徐宴芝并未动用灵力,不过是寻常的一巴掌,伤不到顾青峥,可方才他以为既然她在惊惧,最好任由她宣泄情绪,自己表现得平静一些更好,没想到却半点没有起到用处,甚至好像在火上浇油。
那这一巴掌是否应该躲开?
徐宴芝的动作再慢,也由不得顾青峥思索这样多。
在她结结实实地打在他脸上前,顾青峥微微偏了偏头,将她的手整个握在了手心中。
“我并不厉害,我也在担忧。”
他低头,吻在她的指尖上,一边细致地安抚她,一边用极温和的口气轻声道。
有更大的生死危机笼罩在他们头上,那些没有摆在明面上的较量便失去了意义。
在他的亲吻下,徐宴芝的身体不再那样紧绷。
可她仍然将嘴抿成了一条线,攥紧了没有被紧握地另一只手,她的情绪从不曾这般失控过,那些被压抑已久的黑暗爆发一般吞噬了她的理智。
徐宴芝也不知道为什么。
若是她并不认为自己成功了,并不认为自由即将在眼前了,哪怕当时宇文令全须全尾地回到了太阴峰上,她也不会这般痛苦焦躁。
顾青峥将她拦腰抱起,放在了榻上。
他俯身下来。
“不要,我没心情。”
徐宴芝坐直了身子,偏开脸,冷冰冰地推他。
她没有推动他。
顾青峥半跪在地上,撩起了她的裙摆,朝她勾了勾嘴角,柔声道:“我只是想让您放松一些。”
“啧。”
徐宴芝有些不耐烦,但到底没有再
抗拒。她分开了腿,将鞋袜踢开,赤脚踩在了顾青峥的背上。
在这样的情景下,她也不得不承认,顾青峥的确聪明好学,只要一点细微的声音变化,便能分辨该往如何努力。

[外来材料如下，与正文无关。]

PR #1272, opened 2016-06-17
Nothrow ConfigTree destructor

chleh:
With the default strict config checks, the dtor of ConfigTree threw exceptions. There are many problems with throwing dtors. This PR makes sure, `~ConfigTree()` won't throw.
The drawback is, that now we have to manually check from time to time if all config stuff went fine. (And I really like to keep the strict config checks.)

### DIFF
--- a/BaseLib/ConfigTree.cpp
+++ b/BaseLib/ConfigTree.cpp
@@ -73,6 +73,7 @@ ConfigTree::~ConfigTree()
     try {
         checkAndInvalidate();
     } catch (std::exception& e) {
+        ERR("%s", e.what());
         configtree_destructor_error_messages.push_front(e.what());
     }
 }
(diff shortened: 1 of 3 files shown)


chleh:
Jenkins, test this please.

norihiro-w:
why can't you throw an exception while parsing, instead of throwing it at the end?

chleh:
At the end it is checked that all config settings have been read exectly once. I'd really like to keep this check, and the fatal error arising from it: It prevents from typos in optional settings and makes sure that input files don't contain unnecessary settings.

BaseLib/ConfigTree.cpp
```diff
@@ -65,8 +70,12 @@ ConfigTree(ConfigTree && other)
 
 ConfigTree::~ConfigTree()
 {
-    if (!std::uncaught_exception())
```
chleh: TODO: keep that.

endJunction:
:fast_forward: after your TODO update.

norihiro-w:
:+1: though I thinks it's enough to output error message without throwing exceptions.

endJunction:
... and merge after rebase.

PR #1275, opened 2016-06-20
Updating Schema paths

rinkk:


endJunction:
:fast_forward:

BaseLib/FileFinder.h
```diff
@@ -36,7 +36,8 @@ class FileFinder
     FileFinder()
     {
         addDirectory(".");
-        addDirectory(BuildInfo::source_path + "/FileIO");
+        addDirectory(BuildInfo::source_path + "/GeoLib/IO/XmlIO");
```
norihiro-w: I would move these setting to where calling this function (with extending this class). `FileFinder` is a general class and should not include setting for specific usage.

rinkk: That is *not* specific usage. FileFinder is designed so config files can be found even though they might be at different locations at a different time. XSD files are such config files, so they are added here. If you need to search different directories, feel free to add them.

chleh:
Different thing: Does it make sense to search files in the `BuildInfo::source_path`? The sources might have been deleted when you run the program, or the user might not have access to the sources at all (e.g., because you give somebody the executable)...

rinkk:
That's why "." is added as path. One is for distributed builds, one for development builds (well, two now after interfaces have been distributed among different libraries).

BaseLib/FileFinder.h
norihiro-w: i don't agree with you. Configuration files are application specific. If FileFinder is only used in that way, I would move this to ApplicationsLib and rename it to `ConfigFieFinder`.

PR #1276, opened 2016-06-21
Cleanup in MeshLib

TomFischer:
- Remove unused includes.
- Move ElementErrorCode from MeshQuality subfolder to Elements subfolder.


chleh:
:fast_forward:

rinkk:
Why move ElementErrorCode? Wouldn't it be better to have all problem detection functionality in the same directory?

TomFischer:
> Why move ElementErrorCode? Wouldn't it be better to have all problem detection functionality in the same directory?

This is exactly what the changes try to do. The element classes have a `validate` method, i.e., the `ElementErrorCode` is created from the elements. For this reason `ElementErrorCode` is moved from MeshQuality subfolder to Elements subfolder. In my point of view we should not mix validation with element quality. We have to check that an element is valid **before** we use it for quality evaluation (and other compuatitions).

PR #1278, opened 2016-06-21
[WIP] supporting dynamic linking on MSVC

norihiro-w:
Trying to support `cmake -DCMAKE_WINDOWS_EXPORT_ALL_SYMBOLS=TRUE -DBUILD_SHARED_LIBS=TRUE` as explained in https://blog.kitware.com/create-dlls-on-windows-without-declspec-using-new-cmake-export-all-feature/


norihiro-w:
I close the PR. but it is still recored in issue

PR #1279, opened 2016-06-21
move DataHolderLib under Applications

norihiro-w:
as titled. DataHolderLib is used only in Applications


endJunction:
:fast_forward:

chleh:
:+1:

PR #1281, opened 2016-06-21
[NL] Remove unneded template parameter names.

endJunction:
For dynamic shape matrix policy the matrix/vector size parameters are unused.


norihiro-w:
👍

他也确实让她摆脱了遮天蔽日的烦躁,得到了暂时的宁静。
半个时辰后,徐宴芝衣裳整齐地坐在顾青峥腿上,餍足地勾着他的脖颈,没骨头似得将上半身靠在他胸前。
她好整以暇地抬着下巴,看着顾青峥拿出手巾,准备擦拭唇边的水渍,伸手便夺了过来。
“怎么?非得用手巾?”
顾青峥挑了挑眉,并未多言,只是从善如流地舔了舔殷红的唇。
他如此乖顺听话,方才又那样体贴可人,即便是生死关头,徐宴芝也不由自主地生出了奇异的满足,找回了一些失去的控制感。
她又有了力气,她的世界重新恢复了秩序,只觉如今就算又跌落无尽之崖,也能再次爬到北域之巅。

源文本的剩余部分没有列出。